The 16th Japanese Mathematical Olympiad - The First Round

We call the squares corners, edges or the center, according to their position. We first consider the case that the center is colored red. Call the edges $A$, $B$, $C$ and $D$ clockwise. We divide the cases by how many edges are colored red. Note that any $2\times 2$ square must include the center.

If there are no red edge, or if just one was red, or if two opposing edges were colored red, then however we color the 4 corners, no $2\times 2$ red square appears. So we can color each of these 4 squares in arbitrary color. On the second case, we have 4 ways each to choose which edge to be colored red. On the third case, we have 2 ways.
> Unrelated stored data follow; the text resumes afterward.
Issue #362, opened 2023-11-18
Add Standalone Packages to...


cschuchardt88:
We should open the options for `neo-express` with soon to be standalone packages with #358.
The reason for doing this will allow users to use the app without installing dotnet. Also random searches in these repos may bring new users to the platform after seeing the `neo-express` in action.

### Repos

**Windows Package Manager (winget)**
Setup and [Submit packages](https://learn.microsoft.com/en-us/windows/package-manager/package/). After you create the initial request. I can setup `github` action workflow to deploy new releases.

**apt-get**
Can use github repo for this [Setup](https://wiki.debian.org/DebianRepository/SetupWithReprepro).

**dotnet tool**
we already use this method.

**neo.org/downloads.html**
Have a download page for `neo-express`. This would be a big benefit seeing how no one knows about this app. Let alone where or how to download it.

**brew**
I don't know how

@shargon @Liaojinghui

I would like to know if any of this is possible with the `neo-project`. What the process of getting all this setup? Cause we will need a new hosting repo for `apt-get`, I'm pretty sure `brew` and any others. Maybe `nccs`, `neo-cli` will follow in suite?

Liaojinghui:
This should be handled by NGD. @steven1227 @Ashuaidehao @superboyiii

chenzhitong:
If a standalone packages is created, I can add a link to it here https://neo.org/neogas#wallets

cschuchardt88:
@chenzhitong #358 is in the process of getting approved for images.

cschuchardt88:
well #358 is now live. And word on the future for images on neo.org @chenzhitong ?

I would really like to add to `winget`. It would have to be this repo to do the initial PR to `winget` to get the package started

chenzhitong:
Can you write a profile of neo-express, describing what kind of wallet it is.
@cschuchardt88 
And what's the download page, GitHub Release? There's no release file to download yet!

Hence this case has $(1+4+2)\times 2^4=112$ ways.

If two non-opposing edges were colored red, one corner which is between two red edges must be colored blue, and the other squares can be colored arbitrarily. So this case has $4\times 2^3=32$ ways.

If there are exactly three red edges, there are exactly 2 corners which are between two red edges and they must be colored blue. Others can be arbitrary color. So this case has $4\times 2^2=16$ ways.

If all the four edges are colored red, all the corners must be colored blue. There is only 1 way of coloring.

There are the same number of ways of coloring if the center square was colored blue. So we have $(112+32+16+1)\times 2=322$ ways of coloring.